絶対そうだと思う心と、それを全否定する気持ちと。人を好きになるということは揺れ動く振り子のようだ。確信と不信の間を常に彷徨う。
見上げると、空が持てきれなくなった重い荷物を投げ出すように激しく雨が落ちてきた。この季節にしては思いのほか冷たい雨粒は、容赦なく三宮の体を叩く。
だが、回廊に戻るつもりは三宮にはなかった。
そんなことより、
「キサに会いたい」
そう口に出すと、もう止まらなくなる。思いが、ままならない体を追い越してキサヤを求める。

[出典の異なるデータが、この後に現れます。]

PR #2032, opened 2025-09-16
Use readonly fields for type meta data

msujew:
Fixes an issue we noticed in https://github.com/eclipse-langium/langium/discussions/1997#discussioncomment-14006947:

Using `const` automatically makes all fields and arrays `readonly` in TypeScript. We use this in the `types` field of the generated AST reflection. We need to reflect this in the types expected by the `AstMetaData`, otherwise, we might run into compilation issues.


msujew:
Closing this as a false-positive. This was a result of an outdated version of TypeScript.

PR #2035, opened 2025-09-18
DocumentValidator: configure the validation of single nodes

JohannesMeierSE:
This PR extends the `DocumentValidator` to configure the validation of the current AstNode:
- whether the current node itself should be validated or not
- whether its children should be validated or not: Skipping sub-trees improves performance

### DIFF
--- a/packages/langium/test/workspace/document-validator.test.ts
+++ b/packages/langium/test/workspace/document-validator.test.ts
@@ -4,9 +4,9 @@
  * terms of the MIT License, which is available in the project root.
  ******************************************************************************/
 
-import type { AstNode, ValidationChecks } from 'langium';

早く、早くと、誰に急かせされるのか分らない。ただ、早くと。
「キサ」
三宮が部屋の扉を開けると、長椅子に伏せていた人物が弾かれたみたいにこちらに顔を向けた。
「索冥さま」
声と同時に転びそうになりながらキサヤが三宮にぶつかるように抱きついて口を塞ぐ。そしてびくりと体を震わせた。
「索冥さま、すごく冷たいです。風邪をひいてしまわれます」
続いてもっと貪ろうとした肩をキサヤに押され、三宮は自分がびしょ濡れなのに今更気付いた。
「キサも濡れてしまったな、すまない」
「すぐ体を拭く綿布と着替えを用意しますね。濡れたものはお脱ぎください」
三宮が自分で髪を拭き、キサヤが綿布を持って体を拭いていく。
「早くこれを着てください」
三宮は、差し出した夜着に袖を通しながら、濡れたものを一まとめにして運び出そうとするキサヤに声をかける。
「キサも濡れたろう? 脱がなきゃ」
「わ、わたし?」
そうそうと三宮がキサヤの服を脱がしにかかる。
「自分でできますから」
それに脱いでもここにはキサヤの着替えなんてない。
「あのだって……」
「一人だと寒いんだ。一緒にいて欲しい」
三宮の手がキサヤの手を掴む。冷たいはずなのに熱い。熱いのは自分の方なのだと気付いてまた、体が火照る。
話をしなくてはと思う表面の自分と、話なんてどうでもいいと思っている本当の自分。